Прибывая в жутком состоянии шока, я вырвалась из его рук. Схватила в спешке, что смогла и побежала в коридор. Паша сносил всё на своём пути. Он разбил об стену возле моей головы хрустальный кубок, мой самый наивысший приз на соревнованиях. Рвал на части наши фотографии и фотографии, где я с командой на стрельбищах.
— Сука! — орал он. — Шлюха! Мужика себе нашла, тварь! Я заберу своего ребёнка, я расскажу в суде, какая ты мать!
Я убегала из квартиры. Вдогонку мне летели мои вещи и посуда. Но на этом он не остановился. Паша догнал меня на самой последней лестнице и пнул. Я вывалилась в дверь, выронив тяжёлый баул и две сумки, одна из которой была с документами.
Свекровь, которая уже была не рада тому, что заварила эту кашу и не дала мне спокойно уйти, в ужасе смотрела на истинное лицо своего сынка, и старалась его сдержать. Но было поздно, он её опозорил на весь подъезд. Стали выходить на мой крик соседи и спрашивать, что случилось. И сволочная бабка, врала, прямо при мне, что я шлюха, что я украла у них ребёнка.
Уже у подъезда, я, захлёбываясь слезами, собирала выпавшие из сумок вещи. Увидела чужие руки, что собирали мои документы, и подняла глаза. Это был красивый мужчина в дорогом костюме и чёрном пальто. Его густые чёрные кудри были уложены гелем. Он поднял на меня жёлто-карие глаза и чуть заметно улыбнулся.
— Это он? — бушевал Паша.
— Это я, — поднялся незнакомец и отдал мне мой паспорт и свидетельство о рождение Марины.

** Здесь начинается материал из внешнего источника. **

PR #642, opened 2025-05-11
Decouple run command in terraform by implementing cloud specific logic in Cloud class

vittoriasalim:
- Move cloud specific logic to cloud class

### DIFF
--- a/pypeline/cloud/azure.py
+++ b/pypeline/cloud/azure.py
@@ -131,14 +131,12 @@ class Azure(Cloud):
             ),
         }
 
-    def generate_tf_error_handler(self, command: str) -> str:
-        if command == "apply":
-            return dedent(
-                """echo "Deleting resources and removing state file before retrying"
-                    ids=$(az resource list --location $region --resource-group $RUN_ID --query [*].id -o tsv)
-                    az resource delete --ids $ids --verbose
-                    rm -r terraform.tfstate.d/$region
-                """
-            ).strip()
-        else:
-            return ""
+    def delete_resource_group(self) -> str:
+        return dedent(
+            """
+            echo "Deleting resources and removing state file before retrying"
+            ids=$(az resource list --location $region --resource-group $RUN_ID --query [*].id -o tsv)
+            az resource delete --ids $ids --verbose
+            rm -r terraform.tfstate.d/$region
+            """
+        ).strip("")
--- a/pypeline/cloud/azure.py
+++ b/pypeline/cloud/azure.py
@@ -130,3 +130,15 @@ class Azure(Cloud):
                 "user_node_pool", "$USER_NODE_POOL"
             ),
         }
+
+    def generate_tf_error_handler(self, command: str) -> str:
+        if command == "apply":
+            return dedent(
+                """echo "Deleting resources and removing state file before retrying"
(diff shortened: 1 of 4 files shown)


pypeline/terraform/terraform.py
```diff
@@ -192,6 +290,30 @@ def setup(self) -> list[Step]:
             set_input_variables(self.cloud, self.regions, self.input_variables),
             get_deletion_info(self.regions[0]),
             create_resource_group(self.regions[0], self.cloud.provider.value),
+            run_command(
+                "version",
```
wonderyl, line 294: Could you make the commands enum to avoid typo?

pypeline/cloud/azure.py
```diff
@@ -130,3 +130,15 @@ def generate_input_variables(self, region: str, input_variables: dict) -> dict:
                 "user_node_pool", "$USER_NODE_POOL"
             ),
         }
+
+    def generate_tf_error_handler(self, command: str) -> str:
+        if command == "apply":
```
wonderyl, line 135: I wonder if it's possible to move the `command == "apply"` condition into the terraform class. When this is in the Cloud class, the Cloud class is more coupled with the Terraform class and its implementation.

pypeline/cloud/azure.py
```diff
@@ -130,3 +130,15 @@ def generate_input_variables(self, region: str, input_variables: dict) -> dict:
...
+            return dedent(
+                """echo "Deleting resources and removing state file before retrying"
+                    ids=$(az resource list --location $region --resource-group $RUN_ID --query [*].id -o tsv)
```
wonderyl, line 138: Why there's an extra white space before line 138-140?

pypeline/terraform/terraform.py
```diff
@@ -168,8 +168,106 @@ def set_input_variables(
     )
 
 
+def generate_workspace_script() -> str:
+    return dedent(
+        """if terraform workspace list | grep -q "$region"; then
+              terraform workspace select $region
```
wonderyl, line 174: Ditto, lines are not aligned

pypeline/terraform/terraform.py
```diff
@@ -192,6 +290,30 @@ def setup(self) -> list[Step]:
...
             create_resource_group(self.regions[0], self.cloud.provider.value),
+            run_command(
+                "version",
+                self.arguments,
+                self.regions,
+                self.cloud,
+                self.retry_attempt_count,
+                self.credential_type,
+            ),
+            run_command(
```
wonderyl, line 301: Looks like you pass similar arguments to run_command, would it be easier if you make run_command a member funtion instead, then you don't need to pass any member of self as arguments.

pypeline/terraform/terraform.py
```diff
@@ -290,34 +270,43 @@ def setup(self) -> list[Step]:
...
-            ),
-            run_command(
-                "apply",
-                self.arguments,
-                self.regions,
-                self.cloud,
-                self.retry_attempt_count,
-                self.credential_type,
-            ),
+            self.run_command(TerraformCommand.INIT),
```
wonderyl, line 273: Is the order right? it used to call version first.

vittoriasalim: My bad, updated

wonderyl (approved):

Я, шмыгнув разбитым носом, спрятала документы в сумочку и собрала свои сумки в кучу.
Паша, красный, как варёный рак, подбежал к незнакомцу и, замахнувшись, хотел ударить. Его кулак утонул в ладони мужчины, и мой муж не смог двинуться. Пашу откинули в сторону, но тот упёртый, как баран, полез снова. И тогда высокий мужчина ударил его в лицо. Хлынула кровь, Пашка заорал, как будто его режут.
— Я вызову полицию! — верещала свекровь, хватая своего сынка. — Проститутка! Привела своего хахаля!
Зеваки собрались, смотрели на меня, как на причину распада семьи, как на самое низшее существо в этом мире. Потому что никто из них не думал, что Паша виноват в происходящем, у нас всегда виновата женщина.
— Я подвезу вас, — голос незнакомца, словно манящее далеко, где существуют сильные мужчины, пленил.
Он взял мои сумки и пошёл неспешно вдоль нашего дома. Я шла за ним, выслушивая проклятья в свой адрес и угрозы. Свекровь клятвенно пообещала меня оставить без Марины.
Мы зашли за угол, где остановились у красивой сияющей иномарки чёрного цвета.
— Спасибо большое, но я сама доберусь, — сказала я, ощупывая языком опухшую от удара губу.